For int53 overflows it would help to use a more strict JSON encoder. For example with https://github.com/ijl/orjson you get:

import orjson

orjson.dumps(2**53, option=orjson.OPT_STRICT_INTEGER)

Traceback (most recent call last):
  File "...example.py", line 3, in <module>
    orjson.dumps(2**53, option=orjson.OPT_STRICT_INTEGER)
TypeError: Integer exceeds 53-bit range

Not sure about handling floats.

I will do a short test, today or tomorrow.

Just had a look at https://datatracker.ietf.org/doc/html/rfc8785#appendix-B
I guess for canonical round-trip support in python it would need a custom json.JSONEncoder and json.JSONDecoder implementation.

@titusz I have taken a new look at the problem and my conclusion is (how strange it may sound), that it indeed works as it should.

The reason is simply that there are no integers in JSON. As long as the (potentially rounded) value fits in a 64-bit double all is good. This is of course not perfect but this is what you get with RFC 8785 (and JavaScript). Numbers that needs exact representation and do not fit in a 64-bit double, must use String-based encoding schemes. If both sides do not adhere to the same rules, signatures will not validate which is more of a nuisance than a security problem.

2**600 worked as expected since it throwed an exception.

In case you build an entire JSON tool-chain from scratch you can deal with this problem in a better way:
https://github.com/cyberphone/openkeystore/blob/6c840f980bc098fba0aef9cb73dff5a1ba4f55be/library/src/org/webpki/json/JSONObjectWriter.java#L176

The python implementation does not seem to throw an exception for 2**600

>>> canonicalize(2**600)
b'4.149515568880993e+180'

I think generally it would be good practice to throw an exception if a python int/float is NOT serialized into a rfc8785 conformant representation or cannot be deserialized into the same value provided for canonicalization (full round-trip support)

What do you think?

Pardon me, it should have been 2**6000 which doesn't fit in a 64-bit double.

What you mention is a possibility but it is not compliant with the the RFC: https://datatracker.ietf.org/doc/html/rfc8785#section-3.2.2

The Python canonicalizer is not state of the art because that requires a combined parser and canonicalizer like my Java-based system which (optionally) does what you suggest:
https://github.com/cyberphone/openkeystore/blob/411f55ab9166337daa72f33d0b0ee497b29edb44/library/src/org/webpki/json/JSONParser.java#L165

However, for a community solution it is hard to justify the costs given the limited benefits. A JSON -based "schema" must anyway deal with ugly things like date objects.

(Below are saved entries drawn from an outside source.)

PR #2058, opened 2024-11-06
Use default `td.ModeSpec` in mode monitors

yaugenst-flex:
How do we feel about this? :smile:

### DIFF
--- a/tidy3d/components/monitor.py
+++ b/tidy3d/components/monitor.py
@@ -285,7 +285,7 @@ class AbstractModeMonitor(PlanarMonitor, FreqMonitor):
     """:class:`Monitor` that records mode-related data."""
 
     mode_spec: ModeSpec = pydantic.Field(
-        ...,
+        ModeSpec(),
         title="Mode Specification",
         description="Parameters to feed to mode solver which determine modes measured by monitor.",
     )
--- a/CHANGELOG.md
+++ b/CHANGELOG.md
@@ -5,10 +5,12 @@ All notable changes to this project will be documented in this file.
 The format is based on [Keep a Changelog](https://keepachangelog.com/en/1.0.0/),
 and this project adheres to [Semantic Versioning](https://semver.org/spec/v2.0.0.html).
 
-[Unreleased]
+## [Unreleased]
+
+### Changed
+- `ModeMonitor` and `ModeSolverMonitor` now use the default `td.ModeSpec()` with `num_modes=1` when `mode_spec` is not provided.
 
 ### Fixed
-
 - NumPy 2.1 compatibility issue where `numpy.float64` values passed to xarray interpolation would raise TypeError.
 
 ## [2.8.0rc1] - 2024-12-17
--- a/tests/test_components/test_monitor.py
+++ b/tests/test_components/test_monitor.py
@@ -355,16 +355,16 @@ def test_monitor():
     m5 = td.ModeMonitor(
         size=(1, 1, 0), center=center, mode_spec=td.ModeSpec(), freqs=FREQS, name="test_mon"
     )
-    m6 = td.ModeSolverMonitor(
+    m6 = td.ModeMonitor(size=(1, 1, 0), center=center, freqs=FREQS, name="test_mon")
+    m7 = td.ModeSolverMonitor(
         size=(1, 1, 0),
         center=center,
-        mode_spec=td.ModeSpec(),
         freqs=FREQS,
         name="test_mon",
         direction="-",
     )
-    m7 = td.PermittivityMonitor(size=size, center=center, freqs=FREQS, name="perm")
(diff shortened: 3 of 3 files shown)


tidy3d/components/monitor.py
```diff
@@ -279,7 +279,7 @@ class AbstractModeMonitor(PlanarMonitor, FreqMonitor):
     """:class:`Monitor` that records mode-related data."""
 
     mode_spec: ModeSpec = pydantic.Field(
-        ...,
+        default_factory=ModeSpec,
```
tylerflex: generally we just do `ModeSpec()`  (no default factory). not sure if there's a substantial difference here, but i just dont know how the docs will handle default factories

momchil-flex:
I'm ok with this but would rather put it in 2.8. But simply changing the base makes a mess, could you try cherry-picking your commit?

yaugenst-flex:
Sure yeah, should be fine now.

tylerflex (approved):
i'm fine with it in 2.8 too. do we want to also add a `mode_index: int = None` and `direction : str = None` options? basically it would mean that we pre-select certain quantities from the data on the backend? and would make it more similar to ModeSource. If left None we just include all.

We could do this separately as well.

tidy3d/components/monitor.py
yaugenst-flex: Should I change it or do we want to check how the docs look? Generally I would've thought that it's best to instantiate defaults (if they are classes) only on instantiation of the class, otherwise 1. you get object creation on import, which slows imports down and 2. it leads to shared state between different mode monitor instances. All new mode monitors will share the same default instance of `mode_spec`, and if you happen to make a change that modifies this default instance (let's say you write something into `attrs`), then this change will affect all other mode monitors too.

yaugenst-flex:
> do we want to also add a mode_index: int = None and direction : str = None options? basically it would mean that we pre-select certain quantities from the data on the backend? and would make it more similar to ModeSource. If left None we just include all.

Adding an integer specific test would though be very simple. Should I add this?

FWIW, I'm currently occupied with a CBOR implementation that has no such issues since CBOR doesn't mix floats, ints and big ints, as well as offering deterministic serialization eliminating all problems of the kind we discuss here:
https://test.webpki.org/csf-lab/home
I'm hooked :)

Ok, I see it is tricky. Yes an integer specific test would be welcome.

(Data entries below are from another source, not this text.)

PR #2060, opened 2024-11-06
feat: add s3 config to download_file call.

pperanich:
Adding `_s3_config` specified in s3utils into the `download_file` call, similar to `upload_fileobj`.

### DIFF
--- a/tidy3d/web/core/s3utils.py
+++ b/tidy3d/web/core/s3utils.py
@@ -335,6 +335,7 @@ def download_file(
             Filename=str(to_file),
             Key=token.get_s3_key(),
             Callback=_callback,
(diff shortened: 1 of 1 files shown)


momchil-flex:
@magiWei could you take a look?

lei-flex (approved):
good catch. ship it.

yaugenst-flex:
Hi @pperanich,

Thanks for your contribution! I was wondering if you could provide some context on why you added the S3 config to the `download_file` call. Was there a specific issue or necessity on your end that prompted this change?

Just trying to understand the motivation so we can ensure everything is aligned properly. Appreciate your insights!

Off-Topic: I was also looking into CBOR lately and I liked what I saw. The specification explicitly includes a section about requirements for deterministic encoding... :)

@titusz Done!

Thanx, it was a good idea and best of all, it was simple :)

Thanks for the quick response! I'll look at adding test cases to make sure that this is working.

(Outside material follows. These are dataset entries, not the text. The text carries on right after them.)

PR #2061, opened 2024-11-07
Support for adjoint simulations with no monitors (zero gradients)

yaugenst-flex:
Idea is to allow functions like `min()` and `max()` in an objective function where some simulations (for example in an adjoint batch) might not get adjoint sources.

Approach:
 - Generally allow `make_adjoint_sim` to return `None` instead of erroring.
 - We warn if:
   1. All simulations in `run_async` have no adjoint sources.
   2. The adjoint simulation in `run` has no adjoint sources.


tylerflex (approved):
Looks good, thanks for handling this 👍

PR #2064, opened 2024-11-08
fix polyslab edge gradient assignment

tylerflex:
There was a bug in polyslab, when transforming edge gradients to vertex gradients. The vertex assignments were shifted incorrectly by 1. This wouldnt affect finely discretized polyslabs but becomes a major issue with more coarse grained polylsab discretizations.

@jmgurney It surely worked but it broke the RFC so I had to revoke it :(

b6721b0

The problem is in JSON or more specifically in the I-JSON subset that JavaScript natively supports.
If you need 64-bit integers, using String-encoded integers is the only interoperable solution regardless if you sign the data or not. AFAIK, no IETF standard goes outside of I-JSON except for JSON itself :)

Can you explain how/why it broke the RFC? My reading of https://datatracker.ietf.org/doc/html/rfc7493#section-2.2 doesn't say that raising an exception for out of range values is not allowed.

JSON signing is exactly:

For applications that require the exact interchange of numbers with
greater magnitude or precision

and raising an exception to note that this is happening, allowing the author to know to use a string encoding is a good thing IMO.

@jmgurney Indeed. For RGC 8785 flagging out-of-range Numbers would be quite useful.